> WORK REQUEST:
Your answer should repeat every line of the records below in which the word "removed" appears.

> Stored data:
BEGIN
PR #459, opened 2019-09-24
Feature/histogram compute

vyasr:
## Description
I removed the FloatCF class and converted ComplexCF into a generic CorrelationFunction class that tracks whether any complex inputs were provided, and if so, converts the output to real.

I created a parent compute class for all histogram calculations and applied it to RDF, CorrelationFunction, all PMFTs, and BondOrder.

I also removed various properties on the Python side that are now redundant.

## Motivation and Context
Substantially reduces code duplication and makes it much easier to create new histogram-based computations. Also makes API standardization much easier on the Python side now that there's a single way of providing histogram quantities.

This PR is still in draft until we can decide what the APIs for all of these should look like.

## How Has This Been Tested?
Existing tests pass.

## Types of changes

## Checklist:


cpp/density/CorrelationFunction.cc
```diff
@@ -29,77 +29,51 @@ CorrelationFunction<T>::CorrelationFunction(float r_max, float dr)
...
 {
-    // zero the bin counts for totaling
-    m_local_rdf_array.reset();
-    m_local_bin_counts.reset();
-    // reset the frame counter
-    m_frame_counter = 0;
-    m_reduce = true;
+    BondHistogramCompute::reset();
+
+    // zero the rdf as well
```
bdice: Do you mean Correlation Function instead of RDF?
END
> RESULT OF THE EXERCISE:
I removed the FloatCF class and converted ComplexCF into a generic CorrelationFunction class that tracks whether any complex inputs were provided, and if so, converts the output to real.
I also removed various properties on the Python side that are now redundant.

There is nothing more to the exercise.